◆ **Task directions**:
Go through the records below and copy out every line that contains the word "soon".

◆ **Record extracts**:
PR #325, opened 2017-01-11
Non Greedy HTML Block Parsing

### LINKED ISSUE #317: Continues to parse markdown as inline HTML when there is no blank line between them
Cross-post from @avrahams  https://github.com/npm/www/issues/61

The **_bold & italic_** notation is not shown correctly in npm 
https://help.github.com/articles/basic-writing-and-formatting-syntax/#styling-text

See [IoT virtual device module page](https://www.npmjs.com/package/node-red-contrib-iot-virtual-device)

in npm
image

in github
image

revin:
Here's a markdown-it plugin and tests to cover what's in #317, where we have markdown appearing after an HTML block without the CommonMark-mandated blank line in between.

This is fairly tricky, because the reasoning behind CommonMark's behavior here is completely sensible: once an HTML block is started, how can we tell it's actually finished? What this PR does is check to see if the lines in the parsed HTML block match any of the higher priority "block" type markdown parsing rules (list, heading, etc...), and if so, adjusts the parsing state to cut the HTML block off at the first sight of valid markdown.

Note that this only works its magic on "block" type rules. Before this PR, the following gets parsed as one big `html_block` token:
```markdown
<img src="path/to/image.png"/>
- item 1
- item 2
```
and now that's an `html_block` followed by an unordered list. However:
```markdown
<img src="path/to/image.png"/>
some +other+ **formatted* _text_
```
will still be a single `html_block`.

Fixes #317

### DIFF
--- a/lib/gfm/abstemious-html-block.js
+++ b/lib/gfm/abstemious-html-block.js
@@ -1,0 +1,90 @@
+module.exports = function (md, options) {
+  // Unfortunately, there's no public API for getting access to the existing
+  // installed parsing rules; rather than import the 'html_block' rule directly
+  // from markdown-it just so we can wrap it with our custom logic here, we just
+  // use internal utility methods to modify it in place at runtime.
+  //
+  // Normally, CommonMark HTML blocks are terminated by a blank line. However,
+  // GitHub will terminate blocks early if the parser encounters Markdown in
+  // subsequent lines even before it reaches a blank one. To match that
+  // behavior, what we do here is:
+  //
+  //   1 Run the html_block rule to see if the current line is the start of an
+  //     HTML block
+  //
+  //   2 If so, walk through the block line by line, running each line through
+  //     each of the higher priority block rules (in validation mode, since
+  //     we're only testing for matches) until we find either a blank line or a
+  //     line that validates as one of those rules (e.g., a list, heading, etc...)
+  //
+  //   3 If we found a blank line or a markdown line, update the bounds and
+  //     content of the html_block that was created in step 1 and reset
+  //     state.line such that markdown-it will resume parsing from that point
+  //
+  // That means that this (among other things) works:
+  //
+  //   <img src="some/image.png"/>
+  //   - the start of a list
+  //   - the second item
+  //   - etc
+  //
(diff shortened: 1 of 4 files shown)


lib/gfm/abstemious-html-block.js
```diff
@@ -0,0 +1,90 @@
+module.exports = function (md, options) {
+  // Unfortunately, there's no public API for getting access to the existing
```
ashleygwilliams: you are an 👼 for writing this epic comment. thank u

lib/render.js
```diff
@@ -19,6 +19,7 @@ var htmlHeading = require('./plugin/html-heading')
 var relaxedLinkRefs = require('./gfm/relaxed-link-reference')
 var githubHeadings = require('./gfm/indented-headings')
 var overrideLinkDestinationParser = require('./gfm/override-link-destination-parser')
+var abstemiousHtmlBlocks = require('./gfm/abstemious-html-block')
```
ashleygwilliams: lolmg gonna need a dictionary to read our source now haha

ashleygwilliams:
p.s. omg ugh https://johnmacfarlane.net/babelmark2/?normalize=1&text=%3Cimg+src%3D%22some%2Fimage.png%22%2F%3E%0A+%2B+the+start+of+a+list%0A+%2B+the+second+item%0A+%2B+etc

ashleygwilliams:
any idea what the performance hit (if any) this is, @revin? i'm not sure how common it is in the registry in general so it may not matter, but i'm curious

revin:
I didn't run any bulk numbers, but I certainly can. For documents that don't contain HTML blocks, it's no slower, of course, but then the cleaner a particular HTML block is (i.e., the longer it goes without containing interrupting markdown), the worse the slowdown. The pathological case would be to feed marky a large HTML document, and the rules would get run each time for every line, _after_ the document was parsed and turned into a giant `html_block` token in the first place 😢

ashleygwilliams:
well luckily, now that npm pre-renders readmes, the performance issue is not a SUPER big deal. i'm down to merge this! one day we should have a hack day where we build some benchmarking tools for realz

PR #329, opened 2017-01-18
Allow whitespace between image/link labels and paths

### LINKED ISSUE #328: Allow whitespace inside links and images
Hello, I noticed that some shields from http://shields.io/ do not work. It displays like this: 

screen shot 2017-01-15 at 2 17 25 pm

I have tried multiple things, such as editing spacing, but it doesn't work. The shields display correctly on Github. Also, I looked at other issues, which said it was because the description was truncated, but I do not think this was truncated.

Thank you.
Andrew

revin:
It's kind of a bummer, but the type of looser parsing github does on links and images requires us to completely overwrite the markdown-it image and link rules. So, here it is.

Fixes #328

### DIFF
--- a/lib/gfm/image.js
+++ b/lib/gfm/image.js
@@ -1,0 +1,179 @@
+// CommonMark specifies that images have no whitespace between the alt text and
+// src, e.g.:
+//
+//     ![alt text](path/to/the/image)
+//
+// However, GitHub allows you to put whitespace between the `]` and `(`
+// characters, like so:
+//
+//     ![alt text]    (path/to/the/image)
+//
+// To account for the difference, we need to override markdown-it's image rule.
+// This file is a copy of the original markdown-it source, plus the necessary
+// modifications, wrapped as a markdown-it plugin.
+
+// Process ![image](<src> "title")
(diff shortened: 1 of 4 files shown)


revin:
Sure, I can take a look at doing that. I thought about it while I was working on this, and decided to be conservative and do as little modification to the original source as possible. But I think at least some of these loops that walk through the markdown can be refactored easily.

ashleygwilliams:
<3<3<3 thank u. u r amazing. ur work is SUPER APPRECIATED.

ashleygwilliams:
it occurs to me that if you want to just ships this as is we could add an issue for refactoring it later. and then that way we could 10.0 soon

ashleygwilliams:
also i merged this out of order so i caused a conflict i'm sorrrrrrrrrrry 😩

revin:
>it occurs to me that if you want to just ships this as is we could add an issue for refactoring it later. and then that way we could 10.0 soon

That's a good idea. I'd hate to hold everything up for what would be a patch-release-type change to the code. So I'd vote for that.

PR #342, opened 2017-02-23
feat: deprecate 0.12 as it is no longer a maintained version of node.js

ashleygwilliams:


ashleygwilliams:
...
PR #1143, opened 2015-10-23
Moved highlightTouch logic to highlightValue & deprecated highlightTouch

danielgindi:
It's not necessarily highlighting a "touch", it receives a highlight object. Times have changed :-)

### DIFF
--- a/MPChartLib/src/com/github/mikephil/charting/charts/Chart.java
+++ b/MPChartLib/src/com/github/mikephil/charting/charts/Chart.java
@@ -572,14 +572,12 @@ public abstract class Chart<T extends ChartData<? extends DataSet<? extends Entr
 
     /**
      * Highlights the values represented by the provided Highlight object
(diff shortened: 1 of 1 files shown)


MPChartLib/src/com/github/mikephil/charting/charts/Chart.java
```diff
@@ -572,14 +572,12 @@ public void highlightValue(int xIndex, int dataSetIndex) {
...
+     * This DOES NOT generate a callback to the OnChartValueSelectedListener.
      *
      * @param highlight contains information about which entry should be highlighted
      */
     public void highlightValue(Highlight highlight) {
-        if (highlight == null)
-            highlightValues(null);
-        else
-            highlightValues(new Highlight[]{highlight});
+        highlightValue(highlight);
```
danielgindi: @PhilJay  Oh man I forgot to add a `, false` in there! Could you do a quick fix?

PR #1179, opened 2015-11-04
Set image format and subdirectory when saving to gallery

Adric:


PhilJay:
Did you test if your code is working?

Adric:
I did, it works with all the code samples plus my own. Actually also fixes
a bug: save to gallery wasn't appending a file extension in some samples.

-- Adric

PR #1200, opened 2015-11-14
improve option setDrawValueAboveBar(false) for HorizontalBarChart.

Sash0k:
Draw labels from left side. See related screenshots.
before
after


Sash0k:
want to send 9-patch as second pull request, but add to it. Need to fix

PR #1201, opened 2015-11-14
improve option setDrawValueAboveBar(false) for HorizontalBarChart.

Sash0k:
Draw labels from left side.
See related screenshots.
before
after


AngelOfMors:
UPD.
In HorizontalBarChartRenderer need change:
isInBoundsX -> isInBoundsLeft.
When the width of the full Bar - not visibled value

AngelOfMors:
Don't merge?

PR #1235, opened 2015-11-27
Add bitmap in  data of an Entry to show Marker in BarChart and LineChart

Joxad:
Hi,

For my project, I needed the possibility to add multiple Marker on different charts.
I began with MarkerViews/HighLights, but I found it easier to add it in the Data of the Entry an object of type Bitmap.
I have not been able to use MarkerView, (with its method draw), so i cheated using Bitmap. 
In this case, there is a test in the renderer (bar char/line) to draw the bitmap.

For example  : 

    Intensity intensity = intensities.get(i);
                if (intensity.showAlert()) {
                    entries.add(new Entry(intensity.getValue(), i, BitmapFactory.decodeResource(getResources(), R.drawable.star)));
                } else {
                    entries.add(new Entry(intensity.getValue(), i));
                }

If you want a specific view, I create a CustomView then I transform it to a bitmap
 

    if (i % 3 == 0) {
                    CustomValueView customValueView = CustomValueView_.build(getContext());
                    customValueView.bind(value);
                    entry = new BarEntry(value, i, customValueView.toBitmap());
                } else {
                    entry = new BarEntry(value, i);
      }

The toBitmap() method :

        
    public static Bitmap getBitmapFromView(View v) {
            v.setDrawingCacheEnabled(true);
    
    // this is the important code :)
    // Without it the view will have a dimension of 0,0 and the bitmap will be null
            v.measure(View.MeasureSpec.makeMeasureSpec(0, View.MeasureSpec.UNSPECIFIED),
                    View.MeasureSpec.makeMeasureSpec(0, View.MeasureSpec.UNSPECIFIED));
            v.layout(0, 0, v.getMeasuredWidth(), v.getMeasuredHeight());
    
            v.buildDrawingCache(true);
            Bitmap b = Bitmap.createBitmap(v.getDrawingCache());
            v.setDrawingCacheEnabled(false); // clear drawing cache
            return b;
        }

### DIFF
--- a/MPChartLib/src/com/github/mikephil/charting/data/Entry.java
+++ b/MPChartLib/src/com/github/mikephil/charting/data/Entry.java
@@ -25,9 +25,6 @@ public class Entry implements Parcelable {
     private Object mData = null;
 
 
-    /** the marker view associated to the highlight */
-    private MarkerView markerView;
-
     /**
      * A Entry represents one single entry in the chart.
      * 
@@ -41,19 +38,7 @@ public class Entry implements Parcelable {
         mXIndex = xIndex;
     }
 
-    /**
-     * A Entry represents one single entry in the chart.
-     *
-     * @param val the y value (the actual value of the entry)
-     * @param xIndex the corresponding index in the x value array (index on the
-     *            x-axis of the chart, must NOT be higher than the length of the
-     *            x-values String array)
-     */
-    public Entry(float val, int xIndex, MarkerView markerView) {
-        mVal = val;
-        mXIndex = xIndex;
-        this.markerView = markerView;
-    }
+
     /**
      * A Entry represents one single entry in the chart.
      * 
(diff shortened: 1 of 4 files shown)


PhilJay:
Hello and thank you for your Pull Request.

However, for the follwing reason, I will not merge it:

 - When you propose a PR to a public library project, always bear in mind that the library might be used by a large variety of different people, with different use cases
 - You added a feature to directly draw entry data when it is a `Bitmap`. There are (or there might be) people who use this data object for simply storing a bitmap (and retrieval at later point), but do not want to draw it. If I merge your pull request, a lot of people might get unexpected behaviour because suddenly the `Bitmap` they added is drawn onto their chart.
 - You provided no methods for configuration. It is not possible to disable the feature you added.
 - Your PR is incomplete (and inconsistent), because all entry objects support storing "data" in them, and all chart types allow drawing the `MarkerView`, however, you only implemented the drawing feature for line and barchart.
---
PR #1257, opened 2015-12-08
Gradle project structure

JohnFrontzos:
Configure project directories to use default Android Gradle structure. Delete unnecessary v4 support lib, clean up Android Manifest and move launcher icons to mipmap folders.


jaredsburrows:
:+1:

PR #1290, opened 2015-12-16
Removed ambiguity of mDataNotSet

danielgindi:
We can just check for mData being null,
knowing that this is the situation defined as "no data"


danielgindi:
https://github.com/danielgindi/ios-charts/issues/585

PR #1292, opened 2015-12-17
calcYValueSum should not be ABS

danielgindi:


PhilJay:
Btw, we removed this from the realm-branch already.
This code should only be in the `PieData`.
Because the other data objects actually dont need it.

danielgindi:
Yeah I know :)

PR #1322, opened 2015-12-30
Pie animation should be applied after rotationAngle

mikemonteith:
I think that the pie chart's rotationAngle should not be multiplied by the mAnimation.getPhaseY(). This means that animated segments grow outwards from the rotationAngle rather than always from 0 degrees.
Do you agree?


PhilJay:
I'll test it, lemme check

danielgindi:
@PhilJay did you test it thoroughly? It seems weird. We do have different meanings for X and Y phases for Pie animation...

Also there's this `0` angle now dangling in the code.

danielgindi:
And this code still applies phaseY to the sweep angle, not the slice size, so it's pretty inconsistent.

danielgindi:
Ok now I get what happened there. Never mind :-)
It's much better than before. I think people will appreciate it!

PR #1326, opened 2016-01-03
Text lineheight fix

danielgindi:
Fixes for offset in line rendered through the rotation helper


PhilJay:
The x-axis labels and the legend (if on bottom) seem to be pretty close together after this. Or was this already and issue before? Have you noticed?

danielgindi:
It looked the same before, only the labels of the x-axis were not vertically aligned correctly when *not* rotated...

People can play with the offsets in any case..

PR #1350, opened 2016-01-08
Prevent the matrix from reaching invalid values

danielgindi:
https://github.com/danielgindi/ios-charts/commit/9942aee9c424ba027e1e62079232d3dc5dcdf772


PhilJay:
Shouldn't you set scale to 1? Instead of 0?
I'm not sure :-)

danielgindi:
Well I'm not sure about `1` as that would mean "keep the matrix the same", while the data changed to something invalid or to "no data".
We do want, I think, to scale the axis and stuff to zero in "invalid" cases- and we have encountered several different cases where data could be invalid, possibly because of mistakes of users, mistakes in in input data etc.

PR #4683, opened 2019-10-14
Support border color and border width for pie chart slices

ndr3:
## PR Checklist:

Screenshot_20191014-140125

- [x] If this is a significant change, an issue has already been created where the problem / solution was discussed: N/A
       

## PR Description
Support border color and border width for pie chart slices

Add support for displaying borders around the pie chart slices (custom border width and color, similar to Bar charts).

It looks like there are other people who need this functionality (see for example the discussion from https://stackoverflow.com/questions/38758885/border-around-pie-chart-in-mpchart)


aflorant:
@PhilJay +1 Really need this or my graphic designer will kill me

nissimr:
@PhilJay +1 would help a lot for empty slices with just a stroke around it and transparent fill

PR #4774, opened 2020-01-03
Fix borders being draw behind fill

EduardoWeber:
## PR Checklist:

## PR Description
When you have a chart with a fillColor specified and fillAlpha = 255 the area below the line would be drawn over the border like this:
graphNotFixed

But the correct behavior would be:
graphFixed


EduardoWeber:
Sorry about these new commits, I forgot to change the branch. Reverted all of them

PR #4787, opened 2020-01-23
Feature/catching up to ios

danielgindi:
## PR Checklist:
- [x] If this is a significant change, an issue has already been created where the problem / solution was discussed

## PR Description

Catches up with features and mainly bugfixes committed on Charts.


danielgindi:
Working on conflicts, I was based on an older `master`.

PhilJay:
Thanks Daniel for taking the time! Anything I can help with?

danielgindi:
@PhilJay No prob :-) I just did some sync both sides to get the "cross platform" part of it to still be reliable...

◆ **Response to the exercise**:
it occurs to me that if you want to just ships this as is we could add an issue for refactoring it later. and then that way we could 10.0 soon
>it occurs to me that if you want to just ships this as is we could add an issue for refactoring it later. and then that way we could 10.0 soon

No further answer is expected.